-------- Material provided --------

PR #478, opened 2024-08-02
Add results when running a Git Hook

juli1:

For statistics purposes, we want to export the results of the Git hook.

## What is your solution?

Export all the results in a file with the `--output` parameter.

### DIFF
--- a/crates/bins/src/bin/datadog-static-analyzer-git-hook.rs
+++ b/crates/bins/src/bin/datadog-static-analyzer-git-hook.rs
@@ -560,8 +560,8 @@ fn main() -> Result<()> {
     if let Some(output_file) = output_opt {
         let sarif_content = generate_sarif_file(
             &configuration,
-            &all_rule_results,
-            &secrets_results,
+            all_rule_results,
+            secrets_results,
             SarifReportMetadata {
                 add_git_info: false,
                 debug: configuration.use_debug,
--- a/crates/bins/src/bin/datadog-static-analyzer-git-hook.rs
+++ b/crates/bins/src/bin/datadog-static-analyzer-git-hook.rs
@@ -12,8 +12,10 @@ use cli::model::cli_configuration::CliConfiguration;
 use cli::rule_utils::{
     check_rules_checksum, convert_rules_to_rules_internal, get_languages_for_rules,
 };
+use cli::sarif::sarif_utils::{generate_sarif_file, SarifReportMetadata};
 use cli::utils::{choose_cpu_count, get_num_threads_to_use, print_configuration};
 use common::analysis_options::AnalysisOptions;
+use common::model::diff_aware::DiffAware;
 use getopts::Options;
 use git2::Repository;
 use itertools::Itertools;
@@ -29,9 +31,11 @@ use secrets::model::secret_result::SecretResult;
 use secrets::scanner::{build_sds_scanner, find_secrets};
 use secrets::secret_files::should_ignore_file_for_secret;
 use std::collections::HashMap;
+use std::io::Write;
 use std::path::PathBuf;
 use std::process::exit;
 use std::sync::Arc;
+use std::time::Instant;
 use std::{env, fs, io};
 use terminal_emoji::Emoji;
 
@@ -124,6 +128,13 @@ fn main() -> Result<()> {
         "484df034272a3f63c1796ef44f83a790d7729590",
     );
 
+    opts.optopt(
+        "",
+        "output",
+        "file that contains all findings from the Git hooks (SARIF output)",
+        "/tmp/file-output.sarif",
+    );
+
     opts.optopt("d", "debug", "use debug mode", "yes/no");
 
     opts.optopt(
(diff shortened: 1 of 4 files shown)


crates/bins/src/bin/datadog-static-analyzer-git-hook.rs
```diff
@@ -124,6 +128,13 @@ fn main() -> Result<()> {
         "484df034272a3f63c1796ef44f83a790d7729590",
     );
 
+    opts.optopt(
+        "",
```
amaanq, line 132: why not allow -o for short?

```suggestion
        "o",
```

crates/bins/src/bin/datadog-static-analyzer-git-hook.rs
```diff
@@ -124,6 +128,13 @@ fn main() -> Result<()> {
...
+        "output",
+        "file that contains all findings from the Git hooks (SARIF output)",
```
amaanq, line 134: it's nice that we're describing the file, but it doesn't explain what the relationship between the file and the cli arg is (e.g. in the main cli we say "output file name", which is clearer)

```suggestion
        "output file name to write all findings from the Git hooks to",
```

crates/bins/src/bin/datadog-static-analyzer-git-hook.rs
```diff
@@ -448,31 +462,47 @@ fn main() -> Result<()> {
...
+                        lines.contains(&v.start.line)
+                    } else {
+                        false
+                    }
+                })
+                .collect();
+            new_result.violations = filtered_violations;
+            new_result
+        })
+        .collect();
```
amaanq, line 485: I don't think it makes sense to consume an iterator and then clone each element inside `map`, we should mutate the vec in place instead. You can do this with `iter_mut` + `for_each` or just do `for rr in &mut all_rule_results`, and then in the body you modify the `violations` field with `retain` to retain only the elements that satisfy the clojure. Or you could also perform the filtering logic *before* you extend `all_rule_results`. My suggestion uses `iter_mut` + `for_each` with `retain`, but I think it'd be best to do this before you extend `all_rule_results` above.

```suggestion
    all_rule_results.iter_mut().for_each(|rr| {
        let path = PathBuf::from(&rr.filename);
        rr.violations.retain(|v| {
            if let Some(lines) = modifications.get(&path) {
                lines.contains(&v.start.line)
            } else {
                false
            }
        });
    });
```

crates/bins/src/bin/datadog-static-analyzer-git-hook.rs
```diff
@@ -508,30 +538,69 @@ fn main() -> Result<()> {
...
+                            lines.contains(&v.start.line)
+                        } else {
+                            false
+                        }
+                    })
+                    .collect();
+                new_result.matches = filtered_violations;
+                new_result
+            })
+            .collect();
```
amaanq, line 561: Same story as above, though in this case you'll need to make `secrets_results` `mut`

```rs
        secrets_results.iter_mut().for_each(|rr| {
            rr.matches.retain(|v| {
                let path = PathBuf::from(&rr.filename);
                if let Some(lines) = modifications.get(&path) {
                    lines.contains(&v.start.line)
                } else {
                    false
                }
            });
        });
```

crates/cli/src/sarif/sarif_utils.rs
```diff
@@ -694,6 +694,53 @@ pub fn generate_sarif_report(
...
+        .map(SarifRuleResult::try_from)
+        .collect::<Result<Vec<_>, _>>()
+        .map_err(anyhow::Error::msg)?;
+
+    let secret_results = secrets_rule_results
+        .iter()
+        .cloned()
+        .map(SarifRuleResult::try_from)
+        .collect::<Result<Vec<_>, _>>()
+        .map_err(anyhow::Error::msg)?;
```
amaanq, line 729: I'm not really fond of all these `cloned` invocations, especially since this is at the end of both callsites typically, so it doesn't make much sense to not consume it here imo. You will have to change the call sites to consume these vectors instead. 

```suggestion
pub fn generate_sarif_file(
    configuration: &CliConfiguration,
    static_analysis_rule_results: Vec<RuleResult>,
    secrets_rule_results: Vec<SecretResult>,
    sarif_report_metadata: SarifReportMetadata,
) -> Result<String> {
    let static_rules_sarif: Vec<SarifRule> = configuration
        .rules
        .iter()
        .cloned()
        .map(|r| r.into())
        .collect();

    let secrets_rules_sarif: Vec<SarifRule> = configuration
        .secrets_rules
        .clone()
        .into_iter()
        .map(|r| r.into())
        .collect();

    let static_analysis_results = static_analysis_rule_results
        .into_iter()
        .map(SarifRuleResult::try_from)
        .collect::<Result<Vec<_>, _>>()
        .map_err(anyhow::Error::msg)?;

    let secret_results = secrets_rule_results
        .into_iter()
        .map(SarifRuleResult::try_from)
        .collect::<Result<Vec<_>, _>>()
        .map_err(anyhow::Error::msg)?;
```

amaanq (approved):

--------

Assignment: Retype all the data exactly, line for line.

Written solution:
PR #478, opened 2024-08-02
Add results when running a Git Hook

juli1:

For statistics purposes, we want to export the results of the Git hook.

## What is your solution?

Export all the results in a file with the `--output` parameter.

### DIFF
--- a/crates/bins/src/bin/datadog-static-analyzer-git-hook.rs
+++ b/crates/bins/src/bin/datadog-static-analyzer-git-hook.rs
@@ -560,8 +560,8 @@ fn main() -> Result<()> {
     if let Some(output_file) = output_opt {
         let sarif_content = generate_sarif_file(
             &configuration,
-            &all_rule_results,
-            &secrets_results,
+            all_rule_results,
+            secrets_results,
             SarifReportMetadata {
                 add_git_info: false,
                 debug: configuration.use_debug,
--- a/crates/bins/src/bin/datadog-static-analyzer-git-hook.rs
+++ b/crates/bins/src/bin/datadog-static-analyzer-git-hook.rs
@@ -12,8 +12,10 @@ use cli::model::cli_configuration::CliConfiguration;
 use cli::rule_utils::{
     check_rules_checksum, convert_rules_to_rules_internal, get_languages_for_rules,
 };
+use cli::sarif::sarif_utils::{generate_sarif_file, SarifReportMetadata};
 use cli::utils::{choose_cpu_count, get_num_threads_to_use, print_configuration};
 use common::analysis_options::AnalysisOptions;
+use common::model::diff_aware::DiffAware;
 use getopts::Options;
 use git2::Repository;
 use itertools::Itertools;
@@ -29,9 +31,11 @@ use secrets::model::secret_result::SecretResult;
 use secrets::scanner::{build_sds_scanner, find_secrets};
 use secrets::secret_files::should_ignore_file_for_secret;
 use std::collections::HashMap;
+use std::io::Write;
 use std::path::PathBuf;
 use std::process::exit;
 use std::sync::Arc;
+use std::time::Instant;
 use std::{env, fs, io};
 use terminal_emoji::Emoji;
 
@@ -124,6 +128,13 @@ fn main() -> Result<()> {
         "484df034272a3f63c1796ef44f83a790d7729590",
     );
 
+    opts.optopt(
+        "",
+        "output",
+        "file that contains all findings from the Git hooks (SARIF output)",
+        "/tmp/file-output.sarif",
+    );
+
     opts.optopt("d", "debug", "use debug mode", "yes/no");
 
     opts.optopt(
(diff shortened: 1 of 4 files shown)


crates/bins/src/bin/datadog-static-analyzer-git-hook.rs
```diff
@@ -124,6 +128,13 @@ fn main() -> Result<()> {
         "484df034272a3f63c1796ef44f83a790d7729590",
     );
 
+    opts.optopt(
+        "",
```
amaanq, line 132: why not allow -o for short?

```suggestion
        "o",
```

crates/bins/src/bin/datadog-static-analyzer-git-hook.rs
```diff
@@ -124,6 +128,13 @@ fn main() -> Result<()> {
...
+        "output",
+        "file that contains all findings from the Git hooks (SARIF output)",
```
amaanq, line 134: it's nice that we're describing the file, but it doesn't explain what the relationship between the file and the cli arg is (e.g. in the main cli we say "output file name", which is clearer)

```suggestion
        "output file name to write all findings from the Git hooks to",
```

crates/bins/src/bin/datadog-static-analyzer-git-hook.rs
```diff
@@ -448,31 +462,47 @@ fn main() -> Result<()> {
...
+                        lines.contains(&v.start.line)
+                    } else {
+                        false
+                    }
+                })
+                .collect();
+            new_result.violations = filtered_violations;
+            new_result
+        })
+        .collect();
```
amaanq, line 485: I don't think it makes sense to consume an iterator and then clone each element inside `map`, we should mutate the vec in place instead. You can do this with `iter_mut` + `for_each` or just do `for rr in &mut all_rule_results`, and then in the body you modify the `violations` field with `retain` to retain only the elements that satisfy the clojure. Or you could also perform the filtering logic *before* you extend `all_rule_results`. My suggestion uses `iter_mut` + `for_each` with `retain`, but I think it'd be best to do this before you extend `all_rule_results` above.

```suggestion
    all_rule_results.iter_mut().for_each(|rr| {
        let path = PathBuf::from(&rr.filename);
        rr.violations.retain(|v| {
            if let Some(lines) = modifications.get(&path) {
                lines.contains(&v.start.line)
            } else {
                false
            }
        });
    });
```

crates/bins/src/bin/datadog-static-analyzer-git-hook.rs
```diff
@@ -508,30 +538,69 @@ fn main() -> Result<()> {
...
+                            lines.contains(&v.start.line)
+                        } else {
+                            false
+                        }
+                    })
+                    .collect();
+                new_result.matches = filtered_violations;
+                new_result
+            })
+            .collect();
```
amaanq, line 561: Same story as above, though in this case you'll need to make `secrets_results` `mut`

```rs
        secrets_results.iter_mut().for_each(|rr| {
            rr.matches.retain(|v| {
                let path = PathBuf::from(&rr.filename);
                if let Some(lines) = modifications.get(&path) {
                    lines.contains(&v.start.line)
                } else {
                    false
                }
            });
        });
```

crates/cli/src/sarif/sarif_utils.rs
```diff
@@ -694,6 +694,53 @@ pub fn generate_sarif_report(
...
+        .map(SarifRuleResult::try_from)
+        .collect::<Result<Vec<_>, _>>()
+        .map_err(anyhow::Error::msg)?;
+
+    let secret_results = secrets_rule_results
+        .iter()
+        .cloned()
+        .map(SarifRuleResult::try_from)
+        .collect::<Result<Vec<_>, _>>()
+        .map_err(anyhow::Error::msg)?;
```
amaanq, line 729: I'm not really fond of all these `cloned` invocations, especially since this is at the end of both callsites typically, so it doesn't make much sense to not consume it here imo. You will have to change the call sites to consume these vectors instead. 

```suggestion
pub fn generate_sarif_file(
    configuration: &CliConfiguration,
    static_analysis_rule_results: Vec<RuleResult>,
    secrets_rule_results: Vec<SecretResult>,
    sarif_report_metadata: SarifReportMetadata,
) -> Result<String> {
    let static_rules_sarif: Vec<SarifRule> = configuration
        .rules
        .iter()
        .cloned()
        .map(|r| r.into())
        .collect();

    let secrets_rules_sarif: Vec<SarifRule> = configuration
        .secrets_rules
        .clone()
        .into_iter()
        .map(|r| r.into())
        .collect();

    let static_analysis_results = static_analysis_rule_results
        .into_iter()
        .map(SarifRuleResult::try_from)
        .collect::<Result<Vec<_>, _>>()
        .map_err(anyhow::Error::msg)?;

    let secret_results = secrets_rule_results
        .into_iter()
        .map(SarifRuleResult::try_from)
        .collect::<Result<Vec<_>, _>>()
        .map_err(anyhow::Error::msg)?;
```

amaanq (approved):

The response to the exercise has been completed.